I have a dictionary that looks like this:
dict = {id: ["gavin", "[email protected]", age, 55, [111, 222, 333]]}
There are more keys but that's not important. I want to be able to change the age value to be a number instead of age so the new dictionary would look like this
dict = {id: ["gavin", "[email protected]", 20, 55, [111, 222, 222]]}
It is the 3rd value of the "id" key.
I tried using the append() function but it just added a value at the end.
d["id"].append(20)
print(d)
The output just looks like this:
dict = {id: name, email, age, height, [value1, value2, value3], 20}
CodePudding user response:
In your particular case
dict[id][2] = 20
Change in yor dict key from id to "id"
dict["id"][2] = 20
Nothing wrong but: id is builtins def id(__obj: object) -> int Return the identity of an object. This is guaranteed to be unique among simultaneously existing objects. (CPython uses the object's memory address.)
CodePudding user response:
I'd say your question indicates two issues. The first is that your structure is a dictionary of lists and that you should therefore index into the list after indexing into the dictionary, and was answered effectively by @BrijeshVarsani.

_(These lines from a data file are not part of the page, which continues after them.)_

Issue #6172, opened 2020-05-12
MediaField: multiple fields in one contentitem cause DOM multiple Id error


PiemP:
Hi guys, 

I have a contenttype with multiple MediaField and I see, in my browser console, that it cause an error on DOM structure because every media field have some hidden input used for validation messages (I suppose) with the same value in the Id attribute.

If you want, I can do a PR to solve this issue: if doesn't exist any other activity that would fix on this problem.

The issue come from MediaFieldEditLocalization.cshtml file in the relative module.

PS. The best solution is to put MediaFieldEditLocalization.cshtml in the "Edit template" for all the MediaField in the contentitem but now I don't know how to do that

PiemP:
Hi guys,

I have found another issue with Media in Attached mode that disable the possibilities to move selected text or a images inside a textarea or into Html editor. Now I'm working on a PR #6167, I have to create another PR to solve this issue or I can merge the solution for this problem into the PR #6167?

Thank you

deanmarcussen:
Not sure of the issue you have found here @PiemP but one way to avoid the multiple id warnings (though these are generally just warnings, not errors), so I'm not sure if it is your issue) on the `MediaFieldEditLocalization` is to add it via a shape provider just once, like is done for the modals

https://github.com/OrchardCMS/OrchardCore/blob/6cddd9f9904ff117ba82587f39fc76f49fac3cc3/src/OrchardCore.Modules/OrchardCore.Html/Media/MediaShapes.cs

But again, not sure of the details of the actual issue you are experiencing, so this may not be relevant

PiemP:
@deanmarcussen The problem with the DOM, at the moment, doesn't give other problems than the remarks on the browser console, but It could create issue in usage because the `MediaFieldEditLocalization` issue is all over MediaField code...
At this moment I don't have repro because I'm working on the second issue I have found in  `MediaField-Attached.Edit.cshtml` file. In the `initializeAttachedMediaField` function are bind and prevented the `drop` and the `dragover` events over all the DOM document and this cause the impossibilities of move selected image and selected text inside html editor in the same contentype. 

I'm looking a the `MediaShapes` to repro this good practice. 

Hope all I have write is understandable.

Thank you.

PS. I'm preparing a new PR for fix all this issue in the MediaField.

agriffard:
Reopened because @sebastienros argued about the related PR during the meeting that the use of the shapes was a complex solution and might be hard to understand why we did it like this in the future.            
[...]

PR #6676, opened 2020-07-15
Refactor media shapes and correct formatting in views

deanmarcussen:
Fixes issues with https://github.com/OrchardCMS/OrchardCore/issues/6172

/cc @PiemP


src/OrchardCore.Modules/OrchardCore.Media/Startup.cs
```diff
@@ -38,7 +37,6 @@
 using OrchardCore.Media.Shortcodes;
 using OrchardCore.Media.Services;
 using OrchardCore.Media.Settings;
-using OrchardCore.Media.Shape;
```
deanmarcussen, line 41: removed extra usings added for no need

src/OrchardCore.Modules/OrchardCore.Media/Views/MediaField-Attached.Edit.cshtml
```diff
@@ -3,54 +3,52 @@
...
 
 @{
-var settings = Model.PartFieldDefinition.GetSettings<MediaFieldSettings>();
+    var settings = Model.PartFieldDefinition.GetSettings<MediaFieldSettings>();
     var mediaFieldId = Html.IdFor(m => m);
-    }
+}
 
+<script asp-src="~/OrchardCore.Media/Scripts/media.js" asp-name="media" at="Foot" depends-on="admin, vuejs, sortable, vuedraggable"></script>
+<style asp-src="~/OrchardCore.Media/Styles/media.min.css" debug-src="~/OrchardCore.Media/Styles/media.css"></style>
```
deanmarcussen, line 11: returned this to the view it belongs to.
the resource manager handles multiple script inclusions by design, so you don't need to add a wrapper to get this on the page only once.

src/OrchardCore.Modules/OrchardCore.Media/Views/MediaField-Attached.Edit.cshtml
```diff
@@ -3,54 +3,52 @@
 @using OrchardCore.ContentManagement.Metadata.Models
 
 @{
-var settings = Model.PartFieldDefinition.GetSettings<MediaFieldSettings>();
+    var settings = Model.PartFieldDefinition.GetSettings<MediaFieldSettings>();
```
deanmarcussen, line 6: returned all the formatting in this view to good styling

src/OrchardCore.Modules/OrchardCore.Media/Views/Shared/MediaFieldEditLocalization.cshtml
```diff
@@ -0,0 +1,12 @@
+@if (!Context.Items.ContainsKey("MediaFieldEditLocalization"))
+{
+    @* Insert only once per request *@
```
deanmarcussen, line 3: this was all you needed to do to resolve the issue with multiple ids in the dom.

We use the shapes technique in the other modules, so that the media feature can be disabled, and the shapes will not load a modal for the media app (which is disabled)

What you did here was add a shape wrapper in the media module, which required that the media module was active (so was unecesary)

PiemP:
understand... thanks @deanmarcussen... more easy to do than to explain

sebastienros:
Thanks. So we didn't need custom shapes, my assumptions were right?

deanmarcussen:
> Thanks. So we didn't need custom shapes, my assumptions were right?

Yes, the assumptions are correct.

We still need all the shape wrappers for the `HtmlField` as they are used to prevent the `HtmlField` / `HtmlBody` adding a wrapper if the `Media` feature is disabled. So as no to depend on the `Media` feature, and require it, in order to have an `HtmlField` (at least this is my assumption).

That being said, it would be good to rationalize some of these models / trumbowyg scripts at some point, when I have time, as there is much duplicate code between them, creating confusion, and extra checks in scripts, for no particular need.

Using the wrappers there also defeats the purpose of being able to easily add an editor more, because you also need to add a shape wrapper to make it work. There is probably a simpler way, but for another pr

PR #6298, opened 2020-05-28
ContentCard and Forms Enhancements

ns8482e:
1. ContentCard refactoring and enhancements - code moved from `ContentCard.cshtml` to `OnDisplay` event.
2. Showing inline visuals for Form elements - Label, Input, Button, TextArea, Validation.
3. ContentCard toolbar is now extensible to inject `tool button` from any module without needing to change alternates of ContentCard.Edit.cshtml
4. Unified `Add Item` and `Insert Item` into single shape `ToolInsertWidget.cshtml`
5. Using `placement.json` to place shapes on to Tool - sidebar and support of Tabs
6. Created shapes for Widget Attribute editor and Workflow selectord.( TODOs in separate PRs) 
7. Rewrite of Title binding to support other properties. e.g `For`, `DefaultValue`, `ErrorMessage` etc
8. Validation for `ContainedContentType` for `BagPart `and `FlowPart`

Also,

Fixes: #4275 
Fixes: #6276 
Fixes: #3161 

contentcard-form

### Adding Tool button in ContentCard toolbar from from a module.

1. Define `IShapeTableProvider` and add it to Startup.
2. Define  `OnCreated` and `OnDisplaying` events and add tool button shape. e.g. `Views\ToolToggleWidgets.cshtml`   

```
 builder.Describe("ContentCard")
            .OnCreated(async context =>
            {
                //Create toolbutton shape and add it to footer
                dynamic cardShape = context.Shape;
                IShape toggleTool = await context.ShapeFactory.New.ToolToggleWidgets();
                toggleTool.Metadata.Name = "ToolToggleWidgets";
                cardShape.Footer.Add(toggleTool, "after");

            })
            .OnDisplaying(context =>
           {
               dynamic cardShape = context.Shape;
               // Configure tool button based on current widget content item or card shape
               cardShape.Footer.ToolInsertWidget.XXXX= cardShape.XXXX;

               //If tool button is not related to current content item or card shape that it can be removed from footer
              cardShape.Footer.Remove("ToolToggleWidgets")
           }
```

PR #6689, opened 2020-07-15
ValidationPart fix prefix

### LINKED ISSUE #4275: Forms: Broken Validation widget
Right now when using validation widget let say for field 'UserName' generated output is:

```
<div class="widget-body">
<span class="field-validation-valid" data-valmsg-for="ValidationPart.UserName" data-valmsg-replace="true"></span>
</div> 
```
This doesn't work if there is field validation message. I played a bit with Orchard source code and applied dirty hack in `DefaultHtmlDisplay `class:

```
var localContext = new DisplayContext(context);
localContext.HtmlFieldPrefix = shapeMetadata.Prefix ?? "";

// HACK
if (localContext.HtmlFieldPrefix == "ValidationPart")
    localContext.HtmlFieldPrefix = "";
```

So basically I ignore `HtmlFieldPrefix ` for ValidationWidget. With this hack validation message is displayed:

```
<div class="widget-body">
<span class="field-validation-error" data-valmsg-for="UserName" data-valmsg-replace="true">Field must be non empty</span>
</div>
```

I don't know overall Orchard Core architecture so I have no idea what should be proper soultion for this issue.

ns8482e:
~~- Added Error Message property~~
- Removed Prefix on Display

Fixes #4275

Split into smaller PR from #6298

### DIFF
--- a/src/OrchardCore.Modules/OrchardCore.Forms/Drivers/ValidationPartDisplay.cs
+++ b/src/OrchardCore.Modules/OrchardCore.Forms/Drivers/ValidationPartDisplay.cs
@@ -18,8 +18,7 @@ namespace OrchardCore.Forms.Drivers
         {
             return Initialize<ValidationPartEditViewModel>("ValidationPart_Fields_Edit", m =>
             {
-                m.For = part.For;
-                m.ErrorMessage = part.ErrorMessage;
+                m.For = part.For;                
             });
         }
 
@@ -29,8 +28,7 @@ namespace OrchardCore.Forms.Drivers
 
             if (await updater.TryUpdateModelAsync(viewModel, Prefix))
             {
-                part.For = viewModel.For?.Trim();
-                part.ErrorMessage = viewModel.ErrorMessage?.Trim();
+                part.For = viewModel.For?.Trim();                
             }
 
             return Edit(part);
--- a/src/OrchardCore.Modules/OrchardCore.Forms/Drivers/ValidationPartDisplay.cs
+++ b/src/OrchardCore.Modules/OrchardCore.Forms/Drivers/ValidationPartDisplay.cs
@@ -11,8 +11,6 @@ namespace OrchardCore.Forms.Drivers
     {
         public override IDisplayResult Display(ValidationPart part)
         {
-            // Empty Prefix on Display shapes
-            Prefix = "";
             return View("ValidationPart", part).Location("Detail", "Content");
         }
 
--- a/src/OrchardCore.Modules/OrchardCore.Forms/Drivers/ValidationPartDisplay.cs
+++ b/src/OrchardCore.Modules/OrchardCore.Forms/Drivers/ValidationPartDisplay.cs
@@ -18,7 +18,7 @@ namespace OrchardCore.Forms.Drivers
         {
             return Initialize<ValidationPartEditViewModel>("ValidationPart_Fields_Edit", m =>
             {
-                m.For = part.For;                
+                m.For = part.For;
             });
         }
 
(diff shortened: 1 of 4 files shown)


src/OrchardCore.Modules/OrchardCore.Forms/Drivers/ValidationPartDisplay.cs
```diff
@@ -11,6 +11,8 @@ public class ValidationPartDisplay : ContentPartDisplayDriver<ValidationPart>
     {
         public override IDisplayResult Display(ValidationPart part)
         {
+            // Empty Prefix on Display shapes
+            Prefix = "";
```
deanmarcussen, line 15: What happens if the field that has the error is contained inside another widget, like the container widget? 
Can that happen? Does it work ok then?
Or equally if the `ValidationPart` is contained in a container does that then cause a problem because it's prefix would have included the container prefix?

Or am I finding problems where there are none?

ns8482e:
Prefix is used to bind model. Here, for Display it’s irrelevant. Form designer is proving `For` property

src/OrchardCore.Modules/OrchardCore.Forms/Drivers/ValidationPartDisplay.cs
ns8482e: @deanmarcussen I guess it could be only an issue if  same`ValidationPartDisplay`  driver is used for `Display `and `Edit` in same request.

deanmarcussen: Yes, that was my concern. I think actually it is ok, because `BuildPrefix` is called multiple times each request.
I need to look a bit further

ns8482e:
@deanmarcussen moved code from DisplayDriver to view

src/OrchardCore.Modules/OrchardCore.Forms/Drivers/ValidationPartDisplay.cs
ns8482e: Ok - No change i driver - Removed from View

src/OrchardCore.Modules/OrchardCore.Forms/Views/Items/ValidationPart.cshtml
```diff
@@ -1,4 +1,11 @@
 @using OrchardCore.Forms.Models
 @model ShapeViewModel<ValidationPart>
+@{
+    var htmlFieldPrefix = this.ViewContext.ViewData.TemplateInfo.HtmlFieldPrefix;
+    this.ViewContext.ViewData.TemplateInfo.HtmlFieldPrefix = "";
```
deanmarcussen, line 5:
```suggestion
   ViewContext.ViewData.TemplateInfo.HtmlFieldPrefix = "";
```

deanmarcussen: Yeah, that feels better. Maybe a comment as to why as well?

src/OrchardCore.Modules/OrchardCore.Forms/Views/Items/ValidationPart.cshtml
```diff
@@ -1,4 +1,11 @@
...
+}
 
 @Html.ValidationMessage(Model.Value.For)
+@{
+    this.ViewContext.ViewData.TemplateInfo.HtmlFieldPrefix = htmlFieldPrefix;
```
deanmarcussen, line 10:
```suggestion
   ViewContext.ViewData.TemplateInfo.HtmlFieldPrefix = htmlFieldPrefix;
```

ns8482e:
> Where does the new `ErrorMessage` property get used / displayed?

It's taken from my other PR ( as it's related to ValidationPart) - where we could use to show custom error message ErrorMessage.
But I guess it's not useful in this PR until I have all together - so I will remove it for now  from here.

However, your deeper issue is that you're attempting to encode data into a list when your data is not well-suited to that data type. The issue here is that each index associated with your list takes on an additional peace of information that the programmer has to understand explicitly. This results in an extremely fragile paradigm that will result in bugs in the future. Therefore, you should encode this information as a class:
class User:
def __init__(self, name, email, age, height, values):
self.name = name
self.email = email
self.age = age
self.height = height
self.values = values
dict = {id: User("gavin", "[email protected]", 20, 55, [111, 222, 222])}
dict["id"].age = 20
The advantage of this code is that it makes working with individual values much easier, which means you'll be able to understand your code implicitly which will result in much less time spent fixing bugs.